在处理文本数据时，获取常用词是常见的需求。本文将介绍如何使用 Python 和 pandas 数据框来获取一个列中前 100 个常用词。

准备数据

首先，我们需要准备一些数据来展示获取常用词的方法。我们将使用一个包含多个字符串的数据框：

import pandas as pd

data = pd.DataFrame({
    'text': ['this is a sample text', 'this is another sample text', 'yet another example of text']
})

分词

获取常用词的第一步是将文本数据分词。为此，我们可以使用 Python 的 split() 方法将每个字符串拆分为单词。为方便起见，我们可以将所有单词转换为小写字母，并将它们存储在一个大列表中：

words = []

for text in data['text']:
    for word in text.lower().split():
        words.append(word)

print(words)

这将输出以下内容：

['this', 'is', 'a', 'sample', 'text', 'this', 'is', 'another', 'sample', 'text', 'yet', 'another', 'example', 'of', 'text']

计数

接下来，我们需要计算每个单词在数据集中出现的次数。一种简单的方法是使用 Python 的 collections 模块中的 Counter 类。以下代码演示了如何使用 Counter 类统计单词个数：

from collections import Counter

word_counts = Counter(words)

print(word_counts)

这将输出以下内容：

Counter({'text': 3, 'this': 2, 'is': 2, 'sample': 2, 'another': 2, 'a': 1, 'yet': 1, 'example': 1, 'of': 1})

获取常用词

现在，我们可以使用 pandas 数据框来获取出现次数最多的前 100 个单词。以下代码演示了如何将单词列表转换为数据框，然后使用 value_counts() 方法计算每个单词的出现次数，并按频率从高到低排序：

word_counts_df = pd.DataFrame.from_dict(word_counts, orient='index', columns=['count'])
word_counts_df = word_counts_df.sort_values('count', ascending=False)
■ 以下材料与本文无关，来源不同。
PR #954, opened 2018-06-07
Crusher Changes

Xantholne:
Changed base Kinetic Crusher damage to 25, was 20.
Changed Kinetic Crusher recharge to 10, was 15
Changed Crusher Trophy drop rate to 20, was 5

The increase to the base damage and charge speed on the crusher allow it to still stay very competitive when compared to its' counterparts the Adv. Plasma Cutter, and Kinetic Accelerator that pretty much every miner will always time over the Crusher currently.

The increase to Trophy drop rates change it from the very unlikely 1 in 20 mobs being killed for a single trophy, to 1 in 5 mobs on average. I have yet personally to ever see a crusher trophy be dropped and neither has anyone else from non trivial monsters. Trivial monsters such as bubblegum remain the same with requiring 60% of damage dealt to them to have been from a kinetic crusher.

:cl: Xantholne
balance: altered the kinetic crusher to deal more damage and drop items at a higher rate. Buffs for everyone!
/:cl:

### DIFF
--- a/code/modules/mining/equipment/kinetic_crusher.dm
+++ b/code/modules/mining/equipment/kinetic_crusher.dm
@@ -8,7 +8,7 @@
 	name = "proto-kinetic crusher"
 	desc = "An early design of the proto-kinetic accelerator, it is little more than an combination of various mining tools cobbled together, forming a high-tech club. \
 	While it is an effective mining tool, it did little to aid any but the most skilled and/or suicidal miners against local fauna."
-	force = 20 //As much as a bone spear, but this is significantly more annoying to carry around due to requiring the use of both hands at all times
+	force = 25 //As much as a bone spear, but this is significantly more annoying to carry around due to requiring the use of both hands at all times
 	w_class = WEIGHT_CLASS_BULKY
 	slot_flags = SLOT_BACK
 	force_unwielded = 25 //It's never not wielded so these are the same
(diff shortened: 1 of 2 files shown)


FlattestGuitar:
With how hilariously underused the crusher is, this might just be the thing. I support this.

If people start overusing those, we can always waddle back.

Yamahawk:
After a bit of testing, it appears Crusher damage is currently 20 base, 70 detonating a mark, and 100 with a mark backstab.  Changing the base force from 20 to 25 effectively increases all the damage by 5 to 25/75/105.  This is excellent against targets you can't mark, like other players, but does very little to the mining mobs it's actually meant to be used against.

I'd suggest fiddling with the numbers in lines 104-105 and 109-110 to up the crusher mark damage and then adjust the description in lines 35-36 to match the new damage correctly.

Also need to change the force in line 11 from 20 to 25 for it to actually do anything to the base damage.

In regards to the drop rate, the comment still says 1/20 when it's been changed to 1/5, not a huge issue but may as well make it correct.

Ralta:
Perhaps a flat 25% increase to the three damage types would work, @yamahawk?

25 base, 93 marked (or 95 if you wanna make it more round, which makes sense for damage tracking), 125 backstab. Or even up the marked damage to 100? Probs need to test these numbers a bit.

Yamahawk:
Xanth corrected the damage changes to now be 25/95/135.

What this translates to in actual terms is:

3/1/1 hits to kill legions rather than 4/2/1
8/3/2 hits to kill watchers rather than 10/3/2
12/4/3 hits to kill goliaths rather than 15/4/3

So you can see there isn't really much of a difference between number of hits.  Until you factor in the damage increasing mods, which is just barely enough to push the damage up to 150 damage backstabs with a Bubblegum and Drake trophy, meaning you can now 2-shot goliaths with backstabs.  Having the initial damages just under the thresholds for less hits makes the trophies actually meaningful, so this seems like a good place to have them.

top_words = word_counts_df.head(100).index.tolist()

print(top_words)

这将输出以下内容：

['text', 'this', 'is', 'sample', 'another', 'a', 'yet', 'example', 'of']

最后，我们已经成功获取了数据集中前 100 个常用词。

结论

本文介绍了如何使用 Python 和 pandas 数据框来获取一个列中前 100 个常用词。具体来说，我们使用 split() 方法将每个字符串拆分为单词，使用 collections 模块中的 Counter 类统计单词出现次数，并使用数据框的 value_counts() 方法计算每个单词的出现次数，并按频率从高到低排序。